• Work item:
In the records below, find each line that holds "working" and return it.

[Stored items]
Issue #432, opened 2020-01-29
Runner healthcheck + repair + terminate


raulk:
We want to introduce the following commands:

* `testground healthcheck [--repair] [--runner cluster:k8s]`: checks, and optionally heals, the preconditions for the runner to be able to run properly, e.g. redis, sidecar, etc.
* `testground terminate [--runner cluster:k8s]`: terminates all jobs/containers running on that runner.

Rationale:

* runners have preconditions that need to be met for tests to run successfully, e.g. redis processes/containers, sidecar, network rules, etc.
* We are moving fast, and these moving pieces will inevitably break, deadlock, spiral out of control (CPU/memory).
* We want to avoid testground developers having to deal with the internals and nitty-gritty details of the k8s setup. If things fail, they should be able to heal the cluster/setup with a single command, in an automated fashion.

Design notes for healthcheck/repair:

* A single-method interface `Healthcheckable`: `Check(repair bool) error` that runners capable of healthcheck implement.
* On starting the daemon, we should call `Healthcheck.Healthcheck(true)` on every runner.
* On performing a run, we should call `Healthcheck.Healthcheck(false)` on the runner.
* If healthchecks for a runner fail, calling `testground healthcheck --repair --runner <runner>` should attempt to fix the setup, and fail if it wasn't able to.
* Some pathological situations are not detectable via a healthcheck (e.g. sidecar deadlocks, which we know we have). Those cases will be spotted manually (i.e. the run will fail), but the user should be able to call `testground repair` to heal the situation.

Design notes for terminate:

* A single-method interface `Terminatable`: `TerminateAll() error` that runners supporting termination can implement.
* Calling such method will kill all instances (containers, processes, etc.) started by that runner.

raulk:
@nonsense does this capture our conversation accurately?

nonsense:
@raulk yes, sounds right to me. I would just highlight **On starting the daemon, we should call Diagnoseable.Healthcheck() on every runner.** because we don't want users to have to run yet more commands - `testground healthcheck --runner RUNNER` could be there, but users don't have to run it - it will be run automatically when starting the `testground daemon` and also when scheduling a testplan with `testground run`.

hacdias:
Will start working on this today or tomorrow morning. Will let you know if I need any help or insights.

PR #557, opened 2020-02-14
add healthcheck interfaces + support in local:{exec,docker}

hacdias:
This is related to #432 and adds the `healthcheck` command and the `Healthcheckable` interface.

I decided to do this on smaller PRs.

On this PR:
- A single-method interface Healthcheckable: Check(repair bool) error that runners capable of healthcheck implement.
- ~On starting the daemon, we should call Healthcheck.Healthcheck(true) on every runner.~ (see [comment](https://github.com/ipfs/testground/pull/557#discussion_r379360687)) 
- On performing a run, we should call Healthcheck.Healthcheck(false) on the runner.

What's missing to do on separate PRs:
- Implement `Healthcheck(repair bool) error` for each runner.

License: MIT


pkg/api/runner.go
```diff
@@ -94,3 +94,9 @@ type CollectionInput struct {
 	// plan manifest, coalesced with any user-provided overrides.
 	RunnerConfig interface{}
 }
+
+// Healthcheckable is the interface to be implemented by a runner that can be
+// healthcheckable.
+type Healthcheckable interface {
```
nonsense: nitpick, but in Go, interfaces that have a method `Do`, are usually called `Doer`, so this should probably be named `Healthchecker`, so that when you see the interface name, you know there is a `Healthcheck` method :)

hacdias: I think that's a great nitpick though haha. Gonna change.

pkg/daemon/daemon.go
```diff
@@ -34,6 +36,12 @@ func New(listenAddr string) (srv *Daemon, err error) {
 		return nil, err
 	}
 
+	// Check all runners' health.
```
nonsense: Not sure about that, because we might not have all runners setup for the given environment. When you run testground you generally must have >0 runners working correctly, but not necessarily all of the runners we support.

For example on my local machine I might not have the `cluster:k8s` runner setup.
A remove testground daemon might not have the `local:exec` runner working correctly.

hacdias: I was just following what was decided on #432 for this. I can just remove that part so we can merge for now and decide that later.

nonsense: Is `ListRunners` returning all `testground supported` runners, or all `supposedly configured testground runners in this environment` ?

hacdias: All runners from `EngineConfig` so in this case it's `AllRunners` because we get the default engine.

hacdias: Just removed that bit. Can be done on a separate pr.

nonsense:
> Changing review status to "request changes" for my comment to be considered before merging. Also, we shouldn't merge this before actually implementing the interface once or twice -- that's optimistic!

I totally agree with this - I personally find it difficult to reason about correctness of interfaces without having them implemented at least twice. I prefer bigger PRs that provide the MVP of a functionality, than chunking down PRs just for the sake of them being smaller (this is not always possible, but in this case, implementing the interface once is totally doable :)

raulk:
Based on discussion, here's an alternative data model that revolves around "checks and fixes".

```
type HealthcheckStatus string // a string enum

type HealthcheckItem struct {
    Name       string
    Status     HealthcheckStatus
    Message    string
}

type HealthcheckReport struct {
    Checks    []HealthcheckItem
    Fixes     []HealthcheckItem
}
```

hacdias:
For the runner `local:exec`, which kind of health checks should we make besides Redis?

raulk:
@hacdias that the output directory exists. Maybe walk through the runner code and pinpoint the environment preconditions we check before we actually do the run. Those pieces might be a little intertwined with the actual runner logic, that’s why I’m pumped we’re implementing this, because it will separate these concerns more clearly.

raulk:
@hacdias I took the liberty to take this to completion. Thanks for getting it started!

• Answer for the task:
Will start working on this today or tomorrow morning. Will let you know if I need any help or insights.
nonsense: Not sure about that, because we might not have all runners setup for the given environment. When you run testground you generally must have >0 runners working correctly, but not necessarily all of the runners we support.
A remove testground daemon might not have the `local:exec` runner working correctly.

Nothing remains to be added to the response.